The expected output is exactly the lines below, starting at the line with "exclusive with this solution" and ending at the line with "LGTM, and the rationale makes sense.", both included; no other line belongs in it.

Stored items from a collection
···

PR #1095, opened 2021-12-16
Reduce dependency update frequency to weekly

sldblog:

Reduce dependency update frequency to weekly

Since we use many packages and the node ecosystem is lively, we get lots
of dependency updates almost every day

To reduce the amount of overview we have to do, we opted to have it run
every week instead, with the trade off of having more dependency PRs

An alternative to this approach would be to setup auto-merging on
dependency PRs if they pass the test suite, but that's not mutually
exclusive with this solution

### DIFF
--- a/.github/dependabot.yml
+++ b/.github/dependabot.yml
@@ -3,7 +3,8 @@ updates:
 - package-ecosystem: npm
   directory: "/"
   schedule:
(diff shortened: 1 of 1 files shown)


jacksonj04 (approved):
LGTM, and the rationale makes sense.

···

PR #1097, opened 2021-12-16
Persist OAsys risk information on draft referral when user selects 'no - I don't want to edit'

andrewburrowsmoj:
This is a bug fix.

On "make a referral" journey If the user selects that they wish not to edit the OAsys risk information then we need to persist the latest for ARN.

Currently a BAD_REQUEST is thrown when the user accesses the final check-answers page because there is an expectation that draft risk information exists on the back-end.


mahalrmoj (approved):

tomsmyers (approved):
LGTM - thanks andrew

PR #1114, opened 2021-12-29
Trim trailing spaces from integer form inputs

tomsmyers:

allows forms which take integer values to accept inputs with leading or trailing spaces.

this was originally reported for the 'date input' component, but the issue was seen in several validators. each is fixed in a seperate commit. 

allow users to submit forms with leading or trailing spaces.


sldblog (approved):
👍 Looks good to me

···

## TASK OUTPUT
exclusive with this solution

### DIFF
--- a/.github/dependabot.yml
+++ b/.github/dependabot.yml
@@ -3,7 +3,8 @@ updates:
 - package-ecosystem: npm
   directory: "/"
   schedule:
(diff shortened: 1 of 1 files shown)


jacksonj04 (approved):
LGTM, and the rationale makes sense.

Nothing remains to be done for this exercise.